Kanola Nedir? Kanola Yağının Faydaları

Kanola Nedir? Kanola Yağının Faydaları

KANOLA VE ALFA-LİNOLENİK ASİT

KANOLA NEDİR? PEK ÇOK İNSAN İÇİN BU, BİR MUAMMA. KANOLA AVLANIR MI. DENİZden mi tutulur yoksa toprakta mı yetişir, bilmezler. Ama “kanola’nın sıvı yağ üretmek için kullanılabileceğini bir şekilde bilirler. Ve bu tür zor menşeli yiyeceklerde olduğu gibi insanların kafalarında sorular belirir, özellikle de bu yiyeceklerin sağlığa etkileri hakkında. Biz en iyisi sadede gelelim. Kanola, tohumları preslenerek yağ elde edilen bir bitkidir. Kanola yağı, yemeklerde kullanılabilecek en iyi, en güvenli ve en hesaplı yağlardan biridir.

Bunu daha önce hiçbir yerde duymamış ya da okumamış olabilirsiniz. “Kanola’nın tüketicilerin dikkatini yağın aslında glokom, solunum hastalıkları, nörolojik hastalıklar ve bağışıklık sistemi bozukluklarıyla alakalı olan zehirli kolza bitkisinden elde edildiği gerçeğinden başka yöne çekmek için icat edilmiş bir isim olduğunu duymuş olabilirsiniz. Üstüne üstlük kanola yağının kötü şöhretli kimyasal harp etmeni hardal gazının kaynağı olduğu bile kulağınıza gelmiş olabilir.
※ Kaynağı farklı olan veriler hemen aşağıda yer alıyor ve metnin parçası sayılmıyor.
PR #610, opened 2022-11-09
Reworks

miramanz:
Summary of this change:
- single pallet edit/sequence: create grid menu action on sequence grid to 'scrap cartons'- show multi-select grid to allow users to select cartons to be scrapped
- Also: the validation message appearing on 'scrap sequence' saying 'sequence cannot be scrapped should be in red (not green)
- Reworks: scrap cartons: Text area should say: 'Paste carton label ids' not 'carton ids'

### Added
- .  scrap cartons grid menu action to allow multi-select cartons to be scrapped

### Changed
- . the validation error message to red appearing on scrap sequence
- scrap cartons: text area should say: 'Paste carton labels' not 'Paste cartons'

Single Pallet Edit
Reworks | Production | Pallets | Single Pallet Edit | New | scrap cartons
Reworks | Finished Goods | Single Pallet Edit | New | scrap cartons

Scrap Cartons
Reworks | Production | Cartons | Scrap Carton| New


lib/production/interactors/reworks_run_interactor.rb
```diff
@@ -1021,6 +1021,35 @@ def print_reworks_carton_label_for_sequence(sequence_id, params) # rubocop:disab
...
+      reworks_run_attrs = { user: @user.user_name,
+                            reworks_run_type_id: reworks_run_type_id,
+                            pallets_selected: "{ #{pallet_number} }",
+                            pallets_affected: "{ #{pallet_number} }",
+                            cartons_scrapped: repo.array_for_db_col(multiselect_list),
+                            changes_made: resolve_changes_made(before: before_attrs.sort.to_h,
+                                                               after: after_attrs.sort.to_h) }
+      repo.transaction do
+        carton_quantity = (repo.pallet_sequence_carton_quantity(sequence_id) - multiselect_list.count)
+        raise Crossbeams::TransactionFailError, 'Carton cannot be scrapped. Scrap the pallet sequence instead' unless carton_quantity > 1
```
jcsjcs, line 1039: Should that be `> 1` or `> 0` (`.positive?`)?
i.e. you are not allowing a sequence to exist if it has only one carton?

lib/production/interactors/reworks_run_interactor.rb
```diff
@@ -1021,6 +1021,35 @@ def print_reworks_carton_label_for_sequence(sequence_id, params) # rubocop:disab
...
+
+        repo.update(:cartons, multiselect_list, after_attrs)
+        repo.update(:pallet_sequences, sequence_id, carton_quantity: carton_quantity)
+        reworks_run_id = repo.create_reworks_run(reworks_run_attrs.merge(flag_attrs))
+        log_multiple_statuses(:cartons, multiselect_list, AppConst::REWORKS_ACTION_SCRAP_CARTON)
+        log_status(:reworks_runs, reworks_run_id, 'CREATED')
+        log_transaction
+      end
+      success_response('Cartons scrapped successfully', pallet_number: pallet_number)
+    rescue Crossbeams::InfoError => e
```
jcsjcs, line 1049: Shouldn't this be rescuing a `TransactionFailError`?

jcsjcs (changes requested):

lib/production/interactors/reworks_run_interactor.rb
miramanz: > 1 I'm not allowing users to scrap all cartons on a sequence (should have at least 1 carton left on a sequence). If that is the case the user should scrap the sequence instead.

jcsjcs: OK but then shouldn't your check be `unless carton_quantity.positive?`
i.e. you block if you will end up with 0 cartons on the pallet?, but you don't block if you end up with 1 carton on the sequence?
```ruby
seq_ctns = 20
list_count = 19
ctn_q = seq_ctns - list_count
#=> 1
puts 'ERR' unless ctn_q > 1
#=> ERR

puts 'ERR' unless ctn_q.positive?
#=> nil
```

PR #611, opened 2022-11-09
Feature/reworks can edit non stock bins

lmatoti:
Reworks
-  For single & bulk bin edit: disallow operations on shipped, tipped or scrapped bins unless user has (new) user_permission: 'can_edit_shipped_bins'
-  For bulk bin edit: search form: added bin_load_id as a search field: So that users can search for bins based on the bin load that they are/were on (bin.bin_load_product_id)


lib/production/repositories/reworks_repo.rb
```diff
@@ -1423,6 +1423,15 @@ def find_bin_ids_by_asset_numbers(bin_asset_numbers)
...
     end
 
+    def find_non_stock_bins(ids)
+      qry = <<~SQL
+        SELECT id
+        FROM rmt_bins
+        WHERE id IN (#{ids.join(',')}) AND (scrapped is true or bin_tipped is true or shipped_asset_number is not null)
+      SQL
+      DB[qry].map(:id)
+    end
```
jcsjcs, line 1433: This coud be simply stated as:
```ruby
ids - DB[:rmt_bins].where(id: ids, shipped_asset_number: nil, bin_tipped: false, scrapped: false).select_map(:id)
```
Otherwise if you're going to use SQL, make use of a positional parameter:
```ruby
      qry = <<~SQL
        SELECT id
        FROM rmt_bins
        WHERE id IN ?
        AND (scrapped is true or bin_tipped is true or shipped_asset_number is not null)
      SQL
      DB[qry, ids].map(:id)
```

jcsjcs (changes requested):

PR #612, opened 2022-11-10
Feature/migration for buildup inspections

WernerVdM97:
Summary of this change:
Added three columns to `pallets` table in preperation for the "buildup inspection" feature.

CHANGELOG entry:

### Added
- `buildup_inspection_required` - bool,
- `built_up_at` - date time, and
- `built_up` - bool to `pallets`.


db/migrations/202211101033_add_buildup_inspection_columns_to_pallets.rb
```diff
@@ -0,0 +1,9 @@
+Sequel.migration do
+  change do
```
jcsjcs, line 2: Implement all migrations with `up` and `down` blocks, not `change` blocks.

jcsjcs (changes requested):

db/migrations/202211101033_add_buildup_inspection_columns_to_pallets.rb
WernerVdM97: Okay, I'll change it accordingly, 

I used `change` because the scaffolding generated it by default.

Bütün bu palavraların kaynağı, aşağı yukarı 2001 yılından beri her tarafta dolaşan bir e-posta mesajıdır ve anlaşılan uğradığı her yerde üzerine biraz daha saçmalık eklenerek büyütülmüştür. İncilerden sonuncusu bir kadının kolunu “hafifçe çarptıktan sonra çürümüş gibi bir yara açıldığı’na dair anlatılan hikâyedir. Kadın, annesine yaraya neyin sebep olmuş olabileceğini sormuş (kolunuzda bir yara açıldığında yapacağınız ilk şey hastaneye gitmek olur diye düşünebilirsiniz). Çok zeki olan anne ise “Olsa olsa kullandığın kanola yağından olmuştur!” diye düşüncesini belirtmiş. Ve tabii ki, bize anlatılanlara göre, kilerde bir galonluk koca bir çömlek dolusu kanola yağı varmış. Bazı insanların bu tür saçmalıklara gerçekten inanmaları mümkün müdür? Bu konuyla ilgili aldığım sorulara bakılırsa bu sorunun yanıtı ne yazık ki evet.

Kanola Yağı

Kanola karşıtı olan bu e-postadaki hayret verici yanlış bilgilendirmenin kökenini araştırma çabaları her seferinde aynı yerde son buluyor: John Thomas, 1994’te yazdığı Young Agaitı adlı kitabında kanola ve soya gibi yağları hayatından çıkarıp karaciğer temizleyicileri (kendi sattığı) kullanarak, özellikle filtre edilmiş sudan (kendi sattığı) içerek ve vücudunun “frekansına” göre ayarlanmış besin takviyeleri alarak “biyo-elektrik yaşı’nı (her ne demekse) düşürdüğünü iddia eder. Okurlar da bu sisteme dâhil olabilmek için Thomas’a kendi resimlerini yollayabilirler. Bu resimler özel bir makinede (kendi sahip olduğu) analiz edilir ve gönderenin “kişisel frekansı” belirlenir. Çıkan sonuçlara göre müşteriye uygun besin takviyeleri (kendi sattığı) ayarlanır. “HİÇ yaşlanmadığı için Young Again adlı kitabı yazmaya teşvik edilmiş” bu olağanüstü adam hangi niteliklere sahiptir? Benim bulabildiğim kadarıyla hiç! Kitabın arka kapağındaki belli belirsiz fotoğrafından başka onu ne gören var ne de tanıyan. Hiç olmayan birinin o kadar çok insanı kanola yağının güvenli olmadığına inandırması hayret edilecek bir şey.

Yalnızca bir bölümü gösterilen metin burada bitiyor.